= General Chase =

2(outdated)

W

N

General Chase is a signal in the Royal Navy’s lexicon of fleet orders; releasing ships from a line of battle, or other formation, in order to pursue a retreating or beaten foe. The signal is appropriate to the end of an action, when victory is certain; it allows all ships to break formation and act independently in order to capture or destroy enemy vessels. The signal is achieved by flying signal flags "2","W", and "N"

On occasion the freedom of manoeuvre granted by a General Chase signal has been used to justify a hot chase, where enemy vessels are unlawfully pursued from international waters into the sovereign territory of neutral states.

==Origins==
The General Chase order was added to the Royal Navy's fighting instructions in the mid-eighteenth century, amending a previous rule requiring that battle could not be joined with any opponent unless a line of battle was formed directly opposite an enemy fleet. The previous order had the advantage of ensuring rigid discipline in the positioning of Navy vessels but allowed an outgunned opponent to break formation and flee without being adequately pursued. The first instance of a General Chase was in the aftermath of the First Battle of Cape Finisterre in 1747, when British ships broke their line of battle to engage and defeat twelve of the fourteen French vessels opposing them. Admiral Edward Hawke also signalled a General Chase in order to overwhelm a French fleet at the Battle of Quiberon Bay, thereby ending France's prospects of invading Britain during the Seven Years' War.

The order has also been issued ahead of battle to express confidence and intimidate an enemy. It was in this context that Admiral Horatio Nelson issued a General Chase order before engaging the French at the Battle of the Nile. In this, more iconic meaning, the General Chase was also signalled by the Royal Navy at the beginning of the Battle of the Falkland Islands on 8 December 1914, and on 30 July 1943 when Captain Fredric Walker signalled "General Chase" before engaging a group of three U-boats in the Bay of Biscay. The "General Chase" signal was hoisted at 1005 and each ship in Walker's group "was then free to make its best speed towards the action ahead." The flags used by Captain Walker at his action are preserved in the Bootle Town Hall, accompanied by an exhibit of the same in the Merseyside Maritime Museum. Note however that the code flags used by Captain Walker were different from those indicated above and in 1944 were Royal Navy Signals BRAVO MIKE ZULU (modern code flag Whisky, red burgee with horizontal yellow stripe centre, modern code flag November). "An excerpt is available here" These can be seen in "this image of the signals kept in Bootle Town Hall"

===Hot chase===
The related term "hot chase" signifies a principle within a General Chase order, under which an enemy may be pursued from international waters into those of a neutral power. The "hot chase" has no legal status but is periodically put forward in defence of breaches of sovereignty, by referring to the wide latitude given to ship's captains in a General Chase.

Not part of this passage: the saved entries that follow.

PR #2315, opened 2024-06-27
Avoid repeating validations on Fragments

kyri-petrou:
One of the pesky things about Fragments is that it's very "easy" to end up repeating doing the same work, especially when it comes to validation. This happens as a field's selection set will contain a fragment, and we end up re-validating the fragment all-over again.

This PR adds caching for fragment validation in a few places in the Validator. Note that we've already been doing this in some other parts.

With these changes, there's ~60% throughput increase for validating fragments based on the `introspection` query from this very "simple" optimization :)


ghostdogpr (approved):
Brilliant 😄

PR #2318, opened 2024-06-28
World's smallest micro-optimization

kyri-petrou:
Full disclosure. This will probably have 0 meaningful impact to anyone's application, but I saw it the other day and couldn't help myself 🥲 I wouldn't be doing this is the previous code was intuitive or more readable, but I think they're both equally bad when it comes to readability.

Anyways, in APQs, instead of converting each byte into a string and extracting its 4-bit representation (hex), we just do the comparison on the fly avoiding materialising anything in memory.


ghostdogpr:
Hum... 🙄 
I think the old one is definitely more readable 😅

PR #2321, opened 2024-06-29
Add method to "suspend" wrappers and reimplement APQs

kyri-petrou:
Should have made this PR prior to the 2.8.0 release, but I guess it'll have to wait till 2.9.0 🥲

Main changes in this PR:

- Added `Wrapper.suspend` which allows "suspending" side effects used in the construction of a Wrapper. This works the same way as `EffectfulWrapper` but without having to use ZIO for it
- Rewrote a few wrappers to use suspended wrappers instead. Unfortunately, since we used `EffectfulWrapper` as the type returned from the different methods, we can't change them without breaking binary compatibility.
- Rewrote APQs to return a `Wrapper[Any]` instead of `Wrapper[ApolloPersistence]`. There are a few reasons for this, but mainly this is because it makes it quite annoying to integrate this wrapper in non-ZIO applications, especially if the users are not familiar with ZLayers and how to eliminate dependencies from the environment. Users now have 2 ways to use this wrapper:
  - `ApolloPersistedQueries.wrapper`, which will create a new instance of `ApolloPersistence.Live` and reuse it for all queries
  - `ApolloPersistedQueries.wrapper(???)` which allows users to provide a custom `ApolloPersistence` implementation


core/src/main/scala/caliban/wrappers/FieldMetrics.scala
```diff
@@ -56,16 +56,13 @@ object FieldMetrics {
...
-    Wrapper.EffectfulWrapper(
-      for {
-        timings  <- ZIO.succeed(new AtomicReference(List.empty[Timing]))
-        failures <- ZIO.succeed(new AtomicReference(List.empty[String]))
-        clock    <- ZIO.clock
-        metrics   = new Metrics(totalLabel, durationLabel, buckets, extraLabels)
-      } yield overallWrapper(timings, failures, metrics) |+|
-        Unsafe.unsafe(implicit us => fieldWrapper(clock.unsafe.nanoTime(), timings, failures))
-    )
+  )(implicit clock: Clock = Clock.ClockLive): Wrapper[Any] =
```
ghostdogpr: I quite prefer the old way, that let you customize the clock with `ZIO.withClock`, implicit parameter is a bit annoying.

federation/src/test/scala/caliban/federation/tracing/FederationTracingSpec.scala
```diff
@@ -33,20 +33,22 @@ object FederationTracingSpec extends ZIOSpecDefault {
...
-  def api(excludePureFields: Boolean) = graphQL(
-    RootResolver(
-      Queries(
-        me = ZQuery.succeed(
-          User(
-            "abc123",
-            ZIO.sleep(100.millis) as Name("my_first", Some("my_last")),
-            age = 42,
-            parents = ZIO.succeed(List(Parent("my_parent")))
+  def api(excludePureFields: Boolean) = ZIO.clock.map { implicit clock =>
```
ghostdogpr: Yeah definitely not sold on this 😄  I don't think running that effect once per query is significant at all 🤔

kyri-petrou: Ok I'll change these ones back

kyri-petrou:
I reverted the changes to the methods with Clock implicits, and also reverted the deletion of `ApolloCache`. This way the PR is fully binary compatible (I removed the label as well)

core/src/test/scala/caliban/wrappers/WrappersSpec.scala
```diff
@@ -272,51 +268,6 @@ object WrappersSpec extends ZIOSpecDefault {
           }
         )
       },
-      test("Apollo Caching") {
```
kyri-petrou, line 275: I won't revert this one, just to make it easier to delete the file in the next major release

ghostdogpr (approved):

PR #2329, opened 2024-07-06
Add param to `GraphQLRequest` to identify GET requests

kyri-petrou:
In short, I would like to reduce our reliance on `FiberRef` to propagate information across different parts in Caliban for various reasons but primarily because updating FiberRefs continuously will result in degraded performance. With this PR, we use the GraphQLRequest extensions to propagate that information as it's much cheaper to do so.

@ghostdogpr @paulpdaniels ~~Do you see an issue with this approach? Alternatively, we could add a parameter to the `executeRequest` method, but that would require breaking the API, and that might be too soon after the last major version release~~

EDIT: Based on @paulpdaniels recommendation, and since we're updating the minor version, I opted for the bincompat breaking change by adding the param to GraphQLRequest


paulpdaniels:
I'm not really in favor of this approach. I'd move toward pushing the value into the graphql request directly instead of mixing it with user-land code. Even if that means waiting for 2.8.0

kyri-petrou:
Yeah I was worried about that part as well. I'll make the change and mark the PR as breaking

core/src/main/scala/caliban/GraphQLRequest.scala
```diff
@@ -13,18 +13,21 @@ case class GraphQLRequest(
   query: Option[String] = None,
   operationName: Option[String] = None,
   variables: Option[Map[String, InputValue]] = None,
-  extensions: Option[Map[String, InputValue]] = None
-) {
+  extensions: Option[Map[String, InputValue]] = None,
+  @transient isHttpGetRequest: Boolean = false
```
paulpdaniels, line 17: What does this do in the context of a case class member?

paulpdaniels (approved):

core/src/main/scala/caliban/GraphQLRequest.scala
kyri-petrou: This one comes from `jsoniter` (it's not the Scala one). It excludes the case class member from serialization and always uses the default value for deserialization

ghostdogpr (approved):

PR #2332, opened 2024-07-08
Attempt at a fix to #2331

### LINKED ISSUE #2331: Since 2.8.0 compilation take forever
Unfortunately, the code I am working on is closed source. But since 2.8.0 (same issue 2.8.1) compilation take forever and never finish.

kyri-petrou:
This is a shot-in-the-dark attempt to help #2331 because I'm really out of ideas on what might be going wrong.
I doubt it'll help much but it definitely can't make things worse 🤷


ghostdogpr:
I think we can wait to have more information

kyri-petrou:
@ghostdogpr I think we can merge this one in. It's an improvement even if it doesn't fix the issue since we can do a 1-pass iteration over the methods instead of 2 for the common case (no `@GQLFieldsFromMethods` annotation)

ghostdogpr (approved):

PR #2338, opened 2024-07-10
Optimize execution of pure and single-field object queries

kyri-petrou:
This PR optimizes the execution of the following:
1. Queries which query a single field from objects, and that field is effectful
2. Queries that do not contain any effectful fields. While this might seem like a very specific / non-realistic optimization, it is quite relevant for Loom-based frameworks where we don't need to use effects for async/blocking tasks


ghostdogpr (approved):

core/src/main/scala/caliban/execution/Executor.scala
```diff
@@ -126,10 +126,10 @@ object Executor {
...
     }
 
-    for {
-      cache    <- makeCache
-      response <- runQuery(stepReducer.reduceStep(plan, request.field, Map.empty, Nil), cache)
-    } yield response
+    stepReducer.reduceStep(plan, request.field, Map.empty, Nil) match {
+      case PureStep(resp) => Exit.succeed(GraphQLResponse(resp, Nil))
+      case reducedStep    => makeCache.flatMap(runQuery(reducedStep, _))
+    }
```
paulpdaniels, line 134: Don't we still need to suspend this? Returning an Exit means we lose referential transparency if it's now getting strictly evaluated.

kyri-petrou: Technicaly, you're right, this is a bit of an interesting because we execute this method on each request, and it's not really a user-facing method (even if it's public). So it doesn't _need_ to be referentially transparent. But since it does return a `ZIO`, I think we should make it referentially transparent to avoid any potential issues in the future

core/src/main/scala/caliban/wrappers/Wrapper.scala
```diff
@@ -175,46 +175,47 @@ object Wrapper {
...
-            case Nil => None
-            case fs  => Some(ZIO.collectAllDiscard(fs))
-          }
-        case EffectfulWrapper(wrapper)        =>
-          Some(wrapper.flatMap {
-            loop(_) match {
-              case None    => Exit.unit
-              case Some(w) => w
+    else
+      ZIO.suspendSucceed {
```
kyri-petrou, line 179: Added this here in order to align with https://github.com/ghostdogpr/caliban/pull/2338/files#r1673288713. We don't need this method to be referentially transparent because it's executed on each request, but better to have it referentially transparent for consistency

paulpdaniels (approved):

PR #2341, opened 2024-07-17
Make `jsoniter` a required dependency and use it for enc/dec in tapir adapters

kyri-petrou:
As discussed on Discord, this is an attempt to improve/simplify UX by using jsoniter as the only JSON encoding/decoding implementation for requests/responses.

Since the users are not expected to provide custom codecs for requests/responses (in fact, most of the time they shouldn't even have to know of the existence of `GraphQLRequest` / `GraphQLResponse`), giving them an option of providing custom codecs is highly redundant and increases complexity.

With the changes in this PR, users no longer need to add a `tapir-json-*` dependency, and they no longer need to add any imports where they create the `HttpInterpreter`. Plus, this makes it easier for us to maintain this project in the longer term, as evident by this 👇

An example of a hot chase arose with the actions of Admiral Edward Boscawen during the Battle of Lagos between French and British fleets in 1759. Near the end of the battle, four French vessels turned to flee and were pursued by Boscawen's forces towards the coast of neutral Portugal. Three of the four were overhauled and captured in Portuguese waters; the fourth ran aground and was burned by her own crew. Portuguese authorities complained to Admiralty at this violation of their sovereignty and neutral status, but accepted Boscawen's defence that it was an unfortunate consequence of the General Chase order.